Issue #1190, opened 2023-01-04
Building with V8 on Linux with curl on Ubuntu 22.04.1 cause curl to error with SSL errors


bghgary:
Repro:
1. Build and run `UnitTests` on Ubuntu 22.04.1 using V8.

Result:
UnitTests fail for many URL tests because curl easy apis are returning `CURLE_SSL_CACERT_BADFILE`. Same tests do not fail if targeting JavaScriptCore instead.

Expect:
UnitTests to succeed.

PR #1191, opened 2023-01-04
Fix CI after Ubuntu updated from 20.04 to 22.04

bghgary:
- Update Linux to use latest Clang/GCC compilers
- Use JavaScriptCore instead of V8 to work around #1190


CedricGuillemet (approved):

SergioRZMasson (commented):
LGTM

PR #1192, opened 2023-01-05
Task chain for texture copy/destruction

### LINKED ISSUE #1193: Texture destroyed while being used
Broken nightly:

a texture copy is asked from JS : https://github.com/BabylonJS/BabylonNative/blob/9c69a24801edae3996418ef771a09f39538a23a7/Plugins/NativeEngine/Source/NativeEngine.cpp#L1093
but between that call and this one (where the copy is actually performed) https://github.com/BabylonJS/BabylonNative/blob/9c69a24801edae3996418ef771a09f39538a23a7/Plugins/NativeEngine/Source/NativeEngine.cpp#L1101

the destination texture is destroyed. I won't discussed why the texture is destroyed, if it's necessary or not. the fact that we can run process related to textures and it can be destroyed before is problematic

I think it's the same as https://github.com/BabylonJS/BabylonNative/issues/810
Depending on the work and time it takes, resource is destroyed too early.

CedricGuillemet:
- Taskchain for texture copy/destruction so they are executed in order
- removed some canvas context methods that set it as dirty
- upgrade bjs version

fixes #1193

### DIFF
--- a/Apps/package-lock.json
+++ b/Apps/package-lock.json
@@ -8,10 +8,10 @@
       "name": "BabylonNative",
       "version": "0.0.1",
       "dependencies": {
-        "babylonjs": "^5.35.1",
-        "babylonjs-gui": "^5.35.1",
-        "babylonjs-loaders": "^5.35.1",
-        "babylonjs-materials": "^5.35.1",
+        "babylonjs": "^5.41.0",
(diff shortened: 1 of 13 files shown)


CedricGuillemet:
Closing this PR as it's not an issue for now and it needs more work.

PR #1197, opened 2023-01-12
Xcode/ios deployment update

CedricGuillemet:
xcode/ios deployment version update because of new VM images.
I tried to keep a broad enough range of ios/xcode version while not having to update it next week.


SergioRZMasson (approved):
LGTM

PR #1198, opened 2023-01-18
NativeCamera - Fix iOS crash and expose enumerateDevices

CoPrez:
This PR addresses two scenarios I observed where the NativeCamera implementation would crash on iOS.

 The first was if the camera was created and then quickly destroyed. That would lead to an exception being thrown inside of the UpdateCameraTexture function due to the object being destroyed while the async task was still pending for BeforeRenderScheduler(). The fix for that scenario was to add an arcana cancelation source that gets cancelled when the stream is closed and the async task captures it as a shared reference so it persists after the parent object is destroyed.

The second crash happened during engine shutdown occasionally. The issue is that CameraDevice uses ARC to manage the lifetime of the textureRGBA member variable. It then passes that texture handler to bgfx::overrideInternal which maintains a reference to the texture but doesn't increment the reference count on it. That can lead to a crash if the CameraDevice is disposed during or before a render loop and then bgfx tries to access the now destroyed texture handle. The fix for that scenario is when closing the CameraDevice it now keeps the reference to the textureRGBA member variable alive until AfterRenderScheduler.

Additionally this PR also adds a polyfill for the [MediaDevices::enumerateDevices()  web API](https://developer.mozilla.org/en-US/docs/Web/API/MediaDevices/enumerateDevices). That function can then be used to determine if the current device doesn't have any available camera's before attempting to open a stream. It could be updated in the future to also expose more info about the devices (such as a proper deviceID and label).

### DIFF
--- a/Plugins/NativeCamera/Source/Apple/CameraDevice.mm
+++ b/Plugins/NativeCamera/Source/Apple/CameraDevice.mm
@@ -424,12 +424,9 @@ namespace Babylon::Plugins
 
     void CameraDevice::UpdateCameraTexture(bgfx::TextureHandle textureHandle)
     {
+        // Hook into the BeforeRender loop to copy over the texture. Capture the cancellation token so that the shared pointer is kept alive when
+        // arcana checks internally for cancellation.
         arcana::make_task(m_impl->deviceContext->BeforeRenderScheduler(), *m_impl->cancellationSource, [this, textureHandle, cancellationSource{m_impl->cancellationSource}] {
-            if (cancellationSource->cancelled()) {
-                // The stream was closed while we were waiting to render.
-                return;
-            }
-
             id<MTLTexture> textureY{};
             id<MTLTexture> textureCbCr{};
             int64_t width{0};
--- a/Plugins/NativeCamera/Source/Apple/CameraDevice.mm
+++ b/Plugins/NativeCamera/Source/Apple/CameraDevice.mm
@@ -626,7 +626,7 @@ namespace Babylon::Plugins
     [self updateOrientation];
 #else
     // Orientation not supported on non-iOS devices. LandscapeLeft assumes the video is already in the correct orientation.
-    self->UIOrientation = UIInterfaceOrientationLandscapeLeft;
+    self->VideoOrientation = AVCaptureVideoOrientationLandscapeLeft;
 #endif
 
     return self;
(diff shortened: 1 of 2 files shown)


Alex-MSFT (approved):

Plugins/NativeCamera/Source/Apple/CameraDevice.mm
```diff
@@ -423,7 +424,12 @@ fragment float4 fragmentShader(RasterizerData in [[stage_in]],
 
     void CameraDevice::UpdateCameraTexture(bgfx::TextureHandle textureHandle)
     {
-        arcana::make_task(m_impl->deviceContext->BeforeRenderScheduler(), arcana::cancellation::none(), [this, textureHandle] {
+        arcana::make_task(m_impl->deviceContext->BeforeRenderScheduler(), *m_impl->cancellationSource, [this, textureHandle, cancellationSource{m_impl->cancellationSource}] {
+            if (cancellationSource->cancelled()) {
+                // The stream was closed while we were waiting to render.
+                return;
+            }
```
ryantrem, line 431: Do we need this? @bghgary you looked at this part of the arcana code recently... do you remember if the cancellation token state is checked before invoking the make_task callback *on the actual dispatcher thread*?

CoPrez: I put a breakpoint inside the conditional and I couldn't get it to hit. So I'm inclined to believe it's indeed not required to check for cancelation at the beginning of the async work... but I also don't have a reliable way to ensure I'm actually reproducing the scenario that leads to it being canceled while waiting to render.

bghgary: I'm pretty sure this is already checked in the task continuation code. You should be able to see the check in the call stack if you put a breakpoint at the beginning of the continuation.

CoPrez: Arcana does indeed check the cancellation status internally. I've removed my own check, but I've left the capture for the cancellationToken to ensure it's kept alive if the host object is destroyed while the async work is still pending.

ryantrem (approved):

Plugins/NativeCamera/Source/Apple/CameraDevice.mm
bghgary: Yes, this is a stopgap until my other changes set the coding pattern.

Alex-MSFT (approved):

PR #1203, opened 2023-02-07
NativeCamera - Add support for HTMLVideoElement resize event polyfill

CoPrez:
This PR updates the implementation of the NativeCamera plugin to support the HTMLVideoElement resize event. See [this doc](https://developer.mozilla.org/en-US/docs/Web/API/HTMLVideoElement/videoHeight#examples) for an example of how the web API works.

The main scenario where the video dimensions would change for the NativeCamera is when the device orientation changes. This issue is mentioned in more detail in issue #1107 

Exposing the resize event will allow the Babylon.JS VideoTexture to respond to the underlying video size changes and update the internal texture accordingly. This enables rotating the device while maintaining the same VideoTexture object and maintaining the same NativeCamera in conjunction with it. This becomes more important if you use the move advanced camera capabilities (such as zoom and torch).

### DIFF
--- a/Plugins/NativeCamera/Source/Android/CameraDevice.cpp
+++ b/Plugins/NativeCamera/Source/Android/CameraDevice.cpp
@@ -46,6 +46,26 @@ namespace Babylon::Plugins
             return oesTexture;
         }
 
+        int GetCurrentSensorRotationDiff() {
+            // Get the phone's current rotation so we can determine if the camera image needs to be rotated based on the sensor's natural orientation
+            int32_t phoneRotation{GetAppContext().getSystemService<android::view::WindowManager>().getDefaultDisplay().getRotation() * 90};
+
+            // The sensor rotation dictates the orientation of the camera when the phone is in it's default orientation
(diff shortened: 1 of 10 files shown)


ryantrem:
> Exposing the resize event will allow the Babylon.JS VideoTexture to respond to the underlying video size changes and update the internal texture accordingly.

That requires a separate change in Babylon.js, correct? This change makes is so it is possible to add that code to BJS and have it work in both the browser and native, yes?

CoPrez:
> > Exposing the resize event will allow the Babylon.JS VideoTexture to respond to the underlying video size changes and update the internal texture accordingly.
> 
> That requires a separate change in Babylon.js, correct? This change makes is so it is possible to add that code to BJS and have it work in both the browser and native, yes?

That is correct. This change doesn't functionally change any code that BJS uses today. I'm intending to send out a PR in BJS shortly to make VideoTexture respond to the resize event (that is already fired by the browser implementation today). The change in VideoTexture essentially involves disposing and re-creating the internal texture when resized.

ryantrem (approved):

PR #1206, opened 2023-02-28
Take hardware scaling level into account

bghgary:
When `engine.getHardwareScalingLevel()` is not 1, the frame buffer that is created and the renderWidth and renderHeight returned are the wrong size.


SergioRZMasson (approved):
LGTM

CedricGuillemet (approved):

PR #951, opened 2018-04-19
Clustering Policy Validate Implementation

JackKuei:

code in this PR:

[[policies:validate]](https://github.com/openstack/senlin/blob/e5bc16b3fea2f10dead365f983c5a937f23d72b0/senlin/api/openstack/v1/policies.py#L97)

### DIFF
--- a/openstack/clustering/v1/policies/results.go
+++ b/openstack/clustering/v1/policies/results.go
@@ -136,9 +136,6 @@ func (r policyResult) Extract() (*Policy, error) {
 		Policy *Policy `json:"policy"`
 	}
 	err := r.ExtractInto(&s)
-	if err != nil {
-		s.Policy = &Policy{}
-	}
 
 	return s.Policy, err
 }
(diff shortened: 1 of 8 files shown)


openstack/clustering/v1/policies/results.go
```diff
@@ -131,11 +131,14 @@ type policyResult struct {
...
 
-func (r CreateResult) Extract() (*Policy, error) {
+func (r policyResult) Extract() (*Policy, error) {
 	var s struct {
 		Policy *Policy `json:"policy"`
 	}
 	err := r.ExtractInto(&s)
+	if err != nil {
+		s.Policy = &Policy{}
+	}
```
jtopjian: Let's remove this block. Returning `nil` as a value for `*Policy` is fine.

jtopjian:
@JackKuei don't worry about the OpenLab failures. It looks like there's an upstream issue. As well, Senlin isn't being actively tested (though I have put a request in for some point in the future).

jtopjian:
LGTM - thank you!

PR #952, opened 2018-04-20
Clustering Policy Update Implementation

JackKuei:

code in this PR:

[[policies:update]](https://github.com/openstack/senlin/blob/e5bc16b3fea2f10dead365f983c5a937f23d72b0/senlin/api/openstack/v1/policies.py#L74)

### DIFF
--- a/openstack/clustering/v1/policies/requests.go
+++ b/openstack/clustering/v1/policies/requests.go
@@ -90,13 +90,52 @@ func Create(client *gophercloud.ServiceClient, opts CreateOpts) (r CreateResult)
 	return
 }
 
-// Create makes a request against the API to delete a policy
+// Delete makes a request against the API to delete a policy
 func Delete(client *gophercloud.ServiceClient, policyID string) (r DeleteResult) {
 	var result *http.Response
 	result, r.Err = client.Delete(policyDeleteURL(client, policyID), &gophercloud.RequestOpts{
 		OkCodes: []int{204},
 	})
-	r.Header = result.Header
+	if r.Err == nil {
+		r.Header = result.Header
+	}
+	return
+}
+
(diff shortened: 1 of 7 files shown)


JackKuei:
recheck

jtopjian:
@JackKuei This will need rebased from the Validate merge.

openstack/clustering/v1/policies/requests.go
```diff
@@ -86,13 +86,52 @@ func Create(client *gophercloud.ServiceClient, opts CreateOpts) (r CreateResult)
...
+}
+
+// UpdateOptsBuilder builder
+type UpdateOptsBuilder interface {
+	ToPolicyUpdateMap() (map[string]interface{}, error)
+}
+
+// UpdateOpts params
+type UpdateOpts struct {
+	Policy map[string]interface{} `json:"-"`
```
jtopjian: I don't think `Policy` is a valid field. Looking at the Senlin code, a Policy Update request is changed into a `PolicyUpdateRequestBody` object which only has a "name" field:

https://github.com/openstack/senlin/blob/a0f875b711d794629581c9643a8bc9594d1db4b3/senlin/objects/requests/policies.py#L58

In the API docs where it has "policy" as an object, I think it means the JSON body:

```json
"policy": {
  "name": "new-name"
}
```

which is taken care of on line 114.

According to this, too, "name" is the only field able to be updated: https://github.com/openstack/senlin/blob/a7fea71b9ee6de096349e1322400dbf84c075634/senlin/engine/service.py#L627-L638

It looks like the full policy (with the new name) is returned, though, so no changes needed there.

jtopjian:
LGTM - thank you :)

PR #953, opened 2018-04-20
Clustering v1: Fixing acceptance tests

jtopjian:
For #823


jtopjian:
I'm going to merge this even though OpenLab failed. I was watching the tests in action and they all passed. The error happened after the tests actually ran.

PR #944, opened 2018-04-18
Zun merge

jtopjian:
For #700 

Supersedes #929

PR #955, opened 2018-04-20
Add Zun Capsule List Operation

kevin-zhaoshuai:
For #700 

Depends-on: #944 

Reference:
https://github.com/openstack/zun/blob/master/zun/api/controllers/v1/capsules.py#L85

### DIFF
--- a/openstack/container/v1/capsules/requests.go
+++ b/openstack/container/v1/capsules/requests.go
@@ -2,6 +2,7 @@ package capsules
 
 import (
 	"github.com/gophercloud/gophercloud"
+	"github.com/gophercloud/gophercloud/pagination"
 )
 
 // CreateOptsBuilder is the interface options structs have to satisfy in order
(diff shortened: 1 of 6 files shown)


openstack/container/v1/capsules/requests.go
```diff
@@ -2,12 +2,51 @@ package capsules
...
 		OkCodes: []int{200, 203},
 	})
 	return
 }
+
+// ListOpts allows the filtering and sorting of paginated collections through
+// the API. Filtering is achieved by passing in struct field values that map to
+// the server attributes you want to see returned. Marker and Limit are used
+// for pagination.
+type ListOpts struct {
```
hongbin: It looks list supports an option 'all_projects'. It is of boolean type and (in default policy) only admin can set it to True.

kevin-zhaoshuai:
recheck

kevin-zhaoshuai:
recheck

kevin-zhaoshuai:
@jtopjian Ping for review. Fix this acceptance problem

Issue #903, opened 2018-04-06
Cinder Backup


egrh3:
It looks like `gophercloud` doesn't support `cinder-backup`? Is it on your roadmap?

jtopjian:
@egrh3 Do you mean the backup API actions?

https://developer.openstack.org/api-ref/block-storage/v3/index.html#backups-backups

I don't think anyone is actively working on it at the moment. You're more than welcome to work on it if you'd like. Or else I can mark this issue as "Help Wanted" for anyone else to.

egrh3:
Yes. Sorry, I could have made my initial question more explicit by referencing what I was asking for.

I may not have the time available to assist with this. I don't in the short-term ( next couple of weeks ). If you can tag this is "help wanted", that'd be great. I'll know more when I'm done with my current list of work / tasks.

jtopjian:
Sure, sounds good. There's no obligation at all.

jtopjian:
Implemented in #960 and #1552

PR #960, opened 2018-04-23
[wip] cinder backups

egrh3:
For #903 

Supporting OpenStack Code:
https://github.com/openstack/cinder/tree/master/cinder/backup
create: https://github.com/openstack/cinder/blob/master/cinder/backup/api.py#L199
list: https://github.com/openstack/cinder/blob/master/cinder/backup/api.py#L112

This is an initial request for pull. I've managed to list existing backups and create one via the new v2 and v3 clients / services.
──────
* [What to work on]: An exact copy of the lines above between the line holding "Clustering Policy Validate Implementation" and the line holding "--- a/openstack/clustering/v1/policies/requests.go", inclusive, is the whole answer.

* [Answer box]:
Clustering Policy Validate Implementation

JackKuei:

code in this PR:

[[policies:validate]](https://github.com/openstack/senlin/blob/e5bc16b3fea2f10dead365f983c5a937f23d72b0/senlin/api/openstack/v1/policies.py#L97)

### DIFF
--- a/openstack/clustering/v1/policies/results.go
+++ b/openstack/clustering/v1/policies/results.go
@@ -136,9 +136,6 @@ func (r policyResult) Extract() (*Policy, error) {
 		Policy *Policy `json:"policy"`
 	}
 	err := r.ExtractInto(&s)
-	if err != nil {
-		s.Policy = &Policy{}
-	}
 
 	return s.Policy, err
 }
(diff shortened: 1 of 8 files shown)


openstack/clustering/v1/policies/results.go
```diff
@@ -131,11 +131,14 @@ type policyResult struct {
...
 
-func (r CreateResult) Extract() (*Policy, error) {
+func (r policyResult) Extract() (*Policy, error) {
 	var s struct {
 		Policy *Policy `json:"policy"`
 	}
 	err := r.ExtractInto(&s)
+	if err != nil {
+		s.Policy = &Policy{}
+	}
```
jtopjian: Let's remove this block. Returning `nil` as a value for `*Policy` is fine.

jtopjian:
@JackKuei don't worry about the OpenLab failures. It looks like there's an upstream issue. As well, Senlin isn't being actively tested (though I have put a request in for some point in the future).

jtopjian:
LGTM - thank you!

PR #952, opened 2018-04-20
Clustering Policy Update Implementation

JackKuei:

code in this PR:

[[policies:update]](https://github.com/openstack/senlin/blob/e5bc16b3fea2f10dead365f983c5a937f23d72b0/senlin/api/openstack/v1/policies.py#L74)

### DIFF
--- a/openstack/clustering/v1/policies/requests.go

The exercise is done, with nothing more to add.